• Exercise description
In the records that come next, find every line with "launcher". Return those lines.

(Stored items)
==========

PR #1441, opened 2023-11-07
Add some logs to the remote flare consumer

directionless:
Note much to say here -- add some logs. (And convert to using the slog internal logger as well)

### DIFF
--- a/ee/control/consumers/flareconsumer/flareconsumer.go
+++ b/ee/control/consumers/flareconsumer/flareconsumer.go
@@ -6,10 +6,8 @@ import (
 	"errors"
 	"fmt"
 	"io"
+	"log/slog"
 	"time"
-
-	"github.com/go-kit/kit/log"
-	"github.com/go-kit/kit/log/level"
 
 	"github.com/kolide/launcher/pkg/agent/types"
 	"github.com/kolide/launcher/pkg/debug/checkups"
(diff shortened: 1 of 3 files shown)


ee/control/consumers/flareconsumer/flareconsumer.go
```diff
@@ -41,23 +38,24 @@ func (f *FlareRunner) RunFlare(ctx context.Context, k types.Knapsack, flareStrea
...
 		knapsack: knapsack,
-		logger:   logger,
 		newFlareStream: func(note, uploadRequestURL string) (io.WriteCloser, error) {
 			return shipper.New(knapsack, shipper.WithNote(note), shipper.WithUploadRequestURL(uploadRequestURL))
 		},
 	}
 }
 
 func (fc *FlareConsumer) Do(data io.Reader) error {
+	// slog needs a ctx
```
RebeccaMahany, line 52: Do we prefer this over the option without a ctx -- `fc.knapsack.Slogger().Info("skipping flare, run too recently"...`?

ee/control/consumers/flareconsumer/flareconsumer.go
```diff
@@ -81,6 +79,10 @@ func (fc *FlareConsumer) Do(data io.Reader) error {
 		return fmt.Errorf("failed to decode key-value json: %w", err)
 	}
 
+	fc.knapsack.Slogger().Log(ctx, slog.LevelInfo, "Recieved remote flare request",
```
James-Pickett, line 82:
```suggestion
	fc.knapsack.Slogger().Log(ctx, slog.LevelInfo, "received remote flare request",
```

James-Pickett (approved):

ee/control/consumers/flareconsumer/flareconsumer.go
RebeccaMahany: That works for me! If we want to standardize on this, then we can also enforce it via sloglint's [context-only](context-only) setting.

James-Pickett (approved):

==========

• Exercise output
 	"github.com/kolide/launcher/pkg/agent/types"
 	"github.com/kolide/launcher/pkg/debug/checkups"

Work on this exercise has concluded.